A common problem for users of MusicBrainz is that of synchronizing a local collection against the main MusicBrainz servers. Our current rate limit stipulates that you make at most 1 request per second, which we understand is extremely limiting – especially if you’re trying to fetch thousands of releases! During our first hack weekend, we created the beginnings of a service to allow you to get a list of MBIDs that have been updated. We have finished the preliminaries of this service, and now we need to hear from you how you’d want to utilize this.
The most basic data we currently gather is a JSON document containing a list of MBIDs that have changed per hour. For each of our data replication packets, we generate a JSON packet that summarizes all of the MBIDs that have changed, either directly on indirectly (such as the addition of more relationships).
A “What’s Changed?” Service
The first piece of feedback we received was that people were not really interested in consuming this data stream, but would rather have a service that allows them to query what data has changed in a given window of time. Having to manually fetch packets and perform set intersections is not particularly difficult, but the more hoops people have to jump through, the less likely they are to even use the service. We’ve been pondering how best to implement this service, and we would like feedback on the following options:
Filter a list of MBIDs
The service would allow you to
POSTa set of MBIDs, and would in turn return the subset of these MBIDs that have been changed. You are able to specify any date and have all changes since that date. For example, you could find all changes to all releases in your library since you last checked 2 weeks ago.
Because every MBID would take 36 bytes to submit, there will be a limit on the amount of MBIDs that can be submitted in order to preserve bandwidth.
Provide client libraries
Rather than having people craft their own web service requests, MusicBrainz should provide a library to do this. This will allow us to use more advanced techniques (for example, Bloom filters) to both conserve bandwidth, and allow for larger queries.

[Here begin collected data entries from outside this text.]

PR #62, opened 2024-01-19
feat(eventing): snapshot and clone events

datacore-vvarakantham:
Added snapshot and clone events.

### DIFF
--- a/apis/events/protobuf/v1/event.proto
+++ b/apis/events/protobuf/v1/event.proto
@@ -32,6 +32,8 @@ enum EventCategory {
   NvmePath = 7;
   HostInitiator = 8;
   IoEngineCategory = 9;
+  Snapshot = 10;
+  Clone = 11;
 }
 
 // Event Action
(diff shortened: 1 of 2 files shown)


apis/events/protobuf/v1/event.proto
```diff
@@ -210,3 +216,21 @@ message ReactorEventDetails {
   // Reactor state
   string state = 2;
 }
+
+// Snapshot event details
+message SnapshotEventDetails {
+  // Parent id of the snapshot
+  string parent_id = 1;
```
tiagolobocastro: what is the parent id?

datacore-vvarakantham: Parent_id is replica_id. And entity_id is volume_id. Should I rename the variables?

tiagolobocastro: Yes I think would be helpful here

datacore-vvarakantham: Changed the variable names to replica_id and volume_id.

tiagolobocastro (approved):

sinhaashish (approved):

PR #64, opened 2024-02-01
fix(build): fixing issue with pregenerated code on VSCode

dsavitskiy:
VSCode IDE does not seem to parse properly include! macro for upper dirs


apis/io-engine/src/v0.rs
```diff
@@ -36,7 +36,7 @@ include!(concat!(env!("OUT_DIR"), "/mayastor.rs"));
 // This has to be done every time Mayastor API V0 is changed.
 #[cfg(not(target_os = "linux"))]
 mod v0_generated {
-    include!("../../../.pregenerated/mayastor.rs");
+    include!(".pregenerated/mayastor.rs");
```
tiagolobocastro: Is this really necessary? Doesn't mac generate this too?
I remember something like this was causing an issue before on the macos builds on github actions.

tiagolobocastro (approved):

dsharma-dc (approved):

In this scheme the web service will be documented, but users are not expected to consume it directly.
MusicBrainz could offer a simplified API, which is based on option 1, while also supporting larger queries through option 2. For example, we might limit option 1 to have a maximum of 4000 MBIDs per request/response, while the service that depends on our client libraries could handle many more.
Allow filtering based on collections
MusicBrainz already has the concepts of collections, which have an associated unique identifier, so these will be used to filter the list of changes. This limits the service to only deal with releases, and will require people set up collections before they can do queries. Again, due to the possibility of large collections, there will likely be pagination on responses – though the per-page limit will probably be fairly high.
These are the ideas that we’ve been debating, and we’d love to know which of these would work for you. If you have other ideas, we’re also very interested in hearing what those are!